Interactions of Disulfide-deficient Selenocysteine Analogues of µ-BuIIIB with the Voltage-Gated Sodium Channel Na<sub>V</sub>1.3 — ASN Events
  1. Schedule
  2. Session 10: Poster Session C
  3. Interactions of Disulfide-deficient Selenocysteine Analogues of µ-BuIIIB with the Voltage-Gated Sodium Channel NaV1.3

Interactions of Disulfide-deficient Selenocysteine Analogues of µ-BuIIIB with the Voltage-Gated Sodium Channel NaV1.3 (#332)

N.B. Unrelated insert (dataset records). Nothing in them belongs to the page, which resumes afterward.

PR #8713, opened 2023-05-30
test: regenerate snapshots for #7974

### LINKED ISSUE #8702: Regenerate `test/box-luatest/gh_7974_data`
The [directory](https://github.com/tarantool/tarantool/tree/cde911d0e0a65a17d39b5ac60bae2bc2fe63bead/test/box-luatest/gh_7974_data) contains snap and xlog files that are used to start a test instance. The files use an old schema (the schema was upgraded after they were generated). In the scope of #7149 we disable any DDL with an old schema version. The problem is luatest needs to grant permissions (which is a DDL operation) to run tests (it does it in the test server instance source file [here](https://github.com/tarantool/luatest/blob/89da427f8bb3bb66e01d2a7b5a9370d0428d8c52/luatest/server_instance.lua#L47)). As a result, the [test](https://github.com/tarantool/tarantool/blob/cde911d0e0a65a17d39b5ac60bae2bc2fe63bead/test/box-luatest/gh_7974_force_recovery_bugs_test.lua) fails while trying to start a test server instance.

To fix this issue, we need to regenerate the data files with `box.schema.user.grant('guest', 'super')`. Unfortunately, there's no script that could be used for this (like [this one](https://github.com/tarantool/tarantool/blob/cde911d0e0a65a17d39b5ac60bae2bc2fe63bead/test/box-luatest/upgrade/2.10.4/gen.lua), for example) so they have to be regenerated manually.

It'd be nice if in the scope of this ticket we'd also add a script that would regenerate the data files automatically.

CuriousGeorgiy:
Closes #8702


locker:
Superseded by #8722.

Brad R Green 1 , Min-Min Zhang 2 , Sandeep Chhabra 1 , Samuel D Robinson 1 , Baldomero M Olivera 2 , Grzegorz Bulaj 3 , Raymond S Norton 1
  1. Medicinal Chemistry, Monash Institute of Pharmaceutical Sciences, Monash University, Parkville, VIC, Australia
  2. Department of Biology, University of Utah, Salt Lake City, Utah, USA
  3. Department of Medicinal Chemistry, College of Pharmacy, University of Utah, Salt Lake City, Utah, USA

Nine voltage-gated sodium channel subtypes (NaV1.1 - NaV1.9) have been described to date in mammals.  Of these, three have been clearly identified as important for the transmission of pain signals from the central or peripheral nervous systems to the brain (NaV1.7, NaV1.8 and NaV1.9).  Less clear has been the role of the NaV1.3 subtype in pain signaling. This subtype is prevalent in the embryonic nervous system; but, largely absent in the adult nervous system.  Hains and co-workers showed the up-regulated expression of NaV1.3 in the spinal cord and thalamus following spinal cord injury, suggesting a role in neuropathic pain (1).  Unfortunately, molecular tools to discover the role of NaV1.3 in neuropathic pain have been lacking.    Members of the μ-conotoxin family from the venoms of fish hunting marine gastropods have shown potential as potent inhibitors of voltage-gated sodium channels.  The majority of these target either skeletal (NaV1.4) or neuronal (NaV1.2) subtypes.  However, the sequential similarities between subtypes often result in lesser block of the remaining subtypes (2).  The recently identified μ-conotoxin BuIIIB from Conus bullatus was shown to preferentially block NaV1.4. However, it also blocked NaV1.3 with low micromolar potency (Kd = 0.2 μM) (2, 3). 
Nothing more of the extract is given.